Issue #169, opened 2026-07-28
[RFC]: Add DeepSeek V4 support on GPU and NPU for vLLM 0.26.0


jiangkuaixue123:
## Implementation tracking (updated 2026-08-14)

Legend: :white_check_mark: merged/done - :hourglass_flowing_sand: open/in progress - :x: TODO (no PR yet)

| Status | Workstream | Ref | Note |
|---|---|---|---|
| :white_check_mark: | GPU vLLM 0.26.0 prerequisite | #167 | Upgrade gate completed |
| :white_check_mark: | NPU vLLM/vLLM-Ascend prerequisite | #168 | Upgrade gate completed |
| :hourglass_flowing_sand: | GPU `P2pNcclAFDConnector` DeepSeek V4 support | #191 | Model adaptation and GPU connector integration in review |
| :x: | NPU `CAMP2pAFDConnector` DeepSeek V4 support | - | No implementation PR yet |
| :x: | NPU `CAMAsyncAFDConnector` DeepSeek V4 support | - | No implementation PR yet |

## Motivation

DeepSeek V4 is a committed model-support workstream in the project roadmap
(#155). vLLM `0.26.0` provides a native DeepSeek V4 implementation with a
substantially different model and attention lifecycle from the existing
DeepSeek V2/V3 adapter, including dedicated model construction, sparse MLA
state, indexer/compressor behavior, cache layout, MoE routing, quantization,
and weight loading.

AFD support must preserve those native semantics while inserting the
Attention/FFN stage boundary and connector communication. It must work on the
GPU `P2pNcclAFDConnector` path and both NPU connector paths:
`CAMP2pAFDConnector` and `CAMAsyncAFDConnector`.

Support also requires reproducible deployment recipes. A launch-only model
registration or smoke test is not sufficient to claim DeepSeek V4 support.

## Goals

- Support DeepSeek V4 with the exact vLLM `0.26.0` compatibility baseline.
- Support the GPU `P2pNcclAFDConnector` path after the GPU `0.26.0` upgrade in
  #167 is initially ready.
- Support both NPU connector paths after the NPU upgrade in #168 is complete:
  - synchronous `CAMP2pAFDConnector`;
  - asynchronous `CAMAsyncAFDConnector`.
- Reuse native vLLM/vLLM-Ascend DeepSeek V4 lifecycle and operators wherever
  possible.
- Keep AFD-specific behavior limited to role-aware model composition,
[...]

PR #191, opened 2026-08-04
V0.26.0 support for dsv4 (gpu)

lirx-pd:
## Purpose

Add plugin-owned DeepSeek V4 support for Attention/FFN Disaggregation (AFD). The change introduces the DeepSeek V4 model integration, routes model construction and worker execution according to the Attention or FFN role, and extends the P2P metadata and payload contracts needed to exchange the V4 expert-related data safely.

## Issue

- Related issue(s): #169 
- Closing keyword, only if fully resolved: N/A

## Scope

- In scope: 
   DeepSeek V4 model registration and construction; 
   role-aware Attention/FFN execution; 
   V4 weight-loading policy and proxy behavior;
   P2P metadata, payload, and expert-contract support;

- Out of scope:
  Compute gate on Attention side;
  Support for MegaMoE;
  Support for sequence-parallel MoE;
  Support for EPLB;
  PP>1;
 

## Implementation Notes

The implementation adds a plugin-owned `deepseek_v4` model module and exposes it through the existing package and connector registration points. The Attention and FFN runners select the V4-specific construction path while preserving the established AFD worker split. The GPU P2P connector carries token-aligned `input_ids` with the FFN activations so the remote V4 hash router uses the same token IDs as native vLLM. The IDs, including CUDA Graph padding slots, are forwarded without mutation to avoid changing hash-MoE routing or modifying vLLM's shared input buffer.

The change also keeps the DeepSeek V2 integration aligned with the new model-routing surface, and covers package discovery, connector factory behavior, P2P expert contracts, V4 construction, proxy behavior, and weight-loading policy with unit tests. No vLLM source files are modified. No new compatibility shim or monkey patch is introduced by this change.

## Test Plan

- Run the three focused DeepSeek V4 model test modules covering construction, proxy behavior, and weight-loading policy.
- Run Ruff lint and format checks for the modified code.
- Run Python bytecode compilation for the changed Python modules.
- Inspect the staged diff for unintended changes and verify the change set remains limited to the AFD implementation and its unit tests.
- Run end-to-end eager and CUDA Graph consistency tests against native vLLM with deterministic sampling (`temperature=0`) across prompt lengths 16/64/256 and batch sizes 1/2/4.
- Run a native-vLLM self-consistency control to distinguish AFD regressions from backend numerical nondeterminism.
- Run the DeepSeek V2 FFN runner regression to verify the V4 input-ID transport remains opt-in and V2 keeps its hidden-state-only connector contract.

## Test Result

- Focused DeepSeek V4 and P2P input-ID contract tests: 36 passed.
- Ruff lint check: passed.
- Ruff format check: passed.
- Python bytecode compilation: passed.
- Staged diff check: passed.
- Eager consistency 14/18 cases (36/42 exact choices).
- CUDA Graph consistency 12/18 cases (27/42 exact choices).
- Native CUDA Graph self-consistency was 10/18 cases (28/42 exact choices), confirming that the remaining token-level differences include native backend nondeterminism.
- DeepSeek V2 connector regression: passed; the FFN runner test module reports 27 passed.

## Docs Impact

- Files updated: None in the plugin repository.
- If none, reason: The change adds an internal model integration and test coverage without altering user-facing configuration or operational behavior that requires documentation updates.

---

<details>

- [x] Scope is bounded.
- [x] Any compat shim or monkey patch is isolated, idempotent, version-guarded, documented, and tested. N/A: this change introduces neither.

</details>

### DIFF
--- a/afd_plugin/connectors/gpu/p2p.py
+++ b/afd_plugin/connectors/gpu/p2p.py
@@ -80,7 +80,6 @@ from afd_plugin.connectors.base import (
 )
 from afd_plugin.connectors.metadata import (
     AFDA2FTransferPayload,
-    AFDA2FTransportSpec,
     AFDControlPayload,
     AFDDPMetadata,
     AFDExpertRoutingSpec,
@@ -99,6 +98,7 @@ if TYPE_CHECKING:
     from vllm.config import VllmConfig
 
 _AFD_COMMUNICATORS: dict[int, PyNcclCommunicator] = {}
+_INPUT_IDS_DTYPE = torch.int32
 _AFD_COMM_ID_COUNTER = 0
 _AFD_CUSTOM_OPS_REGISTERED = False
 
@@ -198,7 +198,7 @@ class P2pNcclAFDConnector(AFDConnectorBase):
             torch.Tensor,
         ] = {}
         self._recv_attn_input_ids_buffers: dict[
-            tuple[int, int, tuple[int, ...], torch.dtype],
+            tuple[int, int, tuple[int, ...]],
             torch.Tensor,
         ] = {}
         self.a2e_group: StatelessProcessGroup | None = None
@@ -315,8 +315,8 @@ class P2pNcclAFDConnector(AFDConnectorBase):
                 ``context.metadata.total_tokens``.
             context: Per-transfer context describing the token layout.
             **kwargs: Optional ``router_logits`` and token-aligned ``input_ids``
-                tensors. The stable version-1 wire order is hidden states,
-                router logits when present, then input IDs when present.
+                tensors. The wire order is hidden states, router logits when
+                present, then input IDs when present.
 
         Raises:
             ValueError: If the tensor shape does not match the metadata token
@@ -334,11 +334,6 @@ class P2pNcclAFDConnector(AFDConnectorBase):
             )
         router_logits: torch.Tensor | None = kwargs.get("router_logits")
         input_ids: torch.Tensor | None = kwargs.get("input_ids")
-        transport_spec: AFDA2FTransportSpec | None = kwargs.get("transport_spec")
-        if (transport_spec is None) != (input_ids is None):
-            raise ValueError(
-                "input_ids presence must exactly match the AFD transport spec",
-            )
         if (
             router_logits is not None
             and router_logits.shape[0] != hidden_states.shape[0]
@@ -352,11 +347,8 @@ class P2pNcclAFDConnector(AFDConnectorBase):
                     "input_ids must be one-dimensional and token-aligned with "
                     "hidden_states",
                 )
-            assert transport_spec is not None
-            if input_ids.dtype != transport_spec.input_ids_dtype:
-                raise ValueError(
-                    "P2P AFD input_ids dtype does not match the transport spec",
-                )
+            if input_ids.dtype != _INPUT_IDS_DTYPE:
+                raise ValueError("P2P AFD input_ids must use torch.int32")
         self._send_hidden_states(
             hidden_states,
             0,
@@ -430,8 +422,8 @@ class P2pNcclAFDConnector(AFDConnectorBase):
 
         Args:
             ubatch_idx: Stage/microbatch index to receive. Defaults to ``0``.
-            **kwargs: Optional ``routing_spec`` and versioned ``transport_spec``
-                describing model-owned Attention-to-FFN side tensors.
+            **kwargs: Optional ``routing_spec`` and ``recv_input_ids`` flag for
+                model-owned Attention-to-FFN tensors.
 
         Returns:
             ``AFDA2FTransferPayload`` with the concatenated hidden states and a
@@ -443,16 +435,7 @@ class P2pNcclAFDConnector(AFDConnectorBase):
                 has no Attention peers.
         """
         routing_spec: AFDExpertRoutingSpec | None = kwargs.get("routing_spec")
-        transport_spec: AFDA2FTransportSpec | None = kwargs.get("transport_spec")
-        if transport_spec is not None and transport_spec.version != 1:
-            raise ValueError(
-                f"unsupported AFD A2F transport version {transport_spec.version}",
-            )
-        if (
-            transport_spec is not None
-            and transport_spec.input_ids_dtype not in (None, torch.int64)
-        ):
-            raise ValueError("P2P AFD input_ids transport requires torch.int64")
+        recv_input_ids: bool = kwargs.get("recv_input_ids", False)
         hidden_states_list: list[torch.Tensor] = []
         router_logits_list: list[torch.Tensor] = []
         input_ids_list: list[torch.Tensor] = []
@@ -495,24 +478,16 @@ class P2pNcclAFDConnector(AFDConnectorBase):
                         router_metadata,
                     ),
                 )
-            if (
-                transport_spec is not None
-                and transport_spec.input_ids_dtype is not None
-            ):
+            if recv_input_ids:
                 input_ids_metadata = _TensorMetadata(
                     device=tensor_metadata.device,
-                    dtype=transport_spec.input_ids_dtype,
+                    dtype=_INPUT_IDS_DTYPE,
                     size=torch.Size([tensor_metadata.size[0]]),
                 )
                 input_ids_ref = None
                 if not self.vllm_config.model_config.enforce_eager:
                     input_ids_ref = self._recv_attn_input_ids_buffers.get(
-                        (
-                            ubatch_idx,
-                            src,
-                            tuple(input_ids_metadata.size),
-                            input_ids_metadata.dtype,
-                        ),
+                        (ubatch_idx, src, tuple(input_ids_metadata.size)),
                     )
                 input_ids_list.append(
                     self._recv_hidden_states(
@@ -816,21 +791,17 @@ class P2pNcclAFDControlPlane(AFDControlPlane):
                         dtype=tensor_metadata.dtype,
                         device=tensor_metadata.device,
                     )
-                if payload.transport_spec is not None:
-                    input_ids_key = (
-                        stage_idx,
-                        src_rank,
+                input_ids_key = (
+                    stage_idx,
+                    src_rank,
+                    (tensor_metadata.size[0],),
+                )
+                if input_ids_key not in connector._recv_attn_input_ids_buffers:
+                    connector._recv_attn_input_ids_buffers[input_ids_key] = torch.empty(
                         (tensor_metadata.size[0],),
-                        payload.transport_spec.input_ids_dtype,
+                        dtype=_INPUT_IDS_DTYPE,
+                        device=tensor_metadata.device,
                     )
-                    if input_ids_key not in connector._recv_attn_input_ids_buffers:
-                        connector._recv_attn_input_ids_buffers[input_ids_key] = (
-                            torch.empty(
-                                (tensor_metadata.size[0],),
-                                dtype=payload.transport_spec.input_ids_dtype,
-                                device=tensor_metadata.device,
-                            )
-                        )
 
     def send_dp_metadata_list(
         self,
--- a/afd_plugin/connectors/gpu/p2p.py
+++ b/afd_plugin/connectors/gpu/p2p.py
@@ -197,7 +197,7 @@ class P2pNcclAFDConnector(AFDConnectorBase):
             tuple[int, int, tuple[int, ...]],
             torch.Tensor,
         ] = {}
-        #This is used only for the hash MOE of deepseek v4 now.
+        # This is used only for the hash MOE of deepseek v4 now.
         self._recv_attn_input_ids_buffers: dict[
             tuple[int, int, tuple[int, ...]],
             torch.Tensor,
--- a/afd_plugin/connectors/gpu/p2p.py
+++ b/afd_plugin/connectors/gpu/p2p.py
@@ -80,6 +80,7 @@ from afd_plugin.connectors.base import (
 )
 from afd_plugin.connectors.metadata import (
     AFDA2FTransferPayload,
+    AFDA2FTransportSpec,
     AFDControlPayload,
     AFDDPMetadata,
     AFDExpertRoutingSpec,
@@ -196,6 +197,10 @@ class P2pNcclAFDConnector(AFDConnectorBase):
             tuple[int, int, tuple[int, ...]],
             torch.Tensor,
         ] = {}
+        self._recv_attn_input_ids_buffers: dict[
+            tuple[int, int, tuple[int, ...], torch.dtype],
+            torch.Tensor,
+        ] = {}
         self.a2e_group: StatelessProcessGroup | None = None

- _ABOUT THIS EXERCISE_: Please restate the records word for word. Go from the first line to the line with "## Motivation" and include both.

- _RESPONSE_:
Issue #169, opened 2026-07-28
[RFC]: Add DeepSeek V4 support on GPU and NPU for vLLM 0.26.0


jiangkuaixue123:
## Implementation tracking (updated 2026-08-14)

Legend: :white_check_mark: merged/done - :hourglass_flowing_sand: open/in progress - :x: TODO (no PR yet)

| Status | Workstream | Ref | Note |
|---|---|---|---|
| :white_check_mark: | GPU vLLM 0.26.0 prerequisite | #167 | Upgrade gate completed |
| :white_check_mark: | NPU vLLM/vLLM-Ascend prerequisite | #168 | Upgrade gate completed |
| :hourglass_flowing_sand: | GPU `P2pNcclAFDConnector` DeepSeek V4 support | #191 | Model adaptation and GPU connector integration in review |
| :x: | NPU `CAMP2pAFDConnector` DeepSeek V4 support | - | No implementation PR yet |
| :x: | NPU `CAMAsyncAFDConnector` DeepSeek V4 support | - | No implementation PR yet |

## Motivation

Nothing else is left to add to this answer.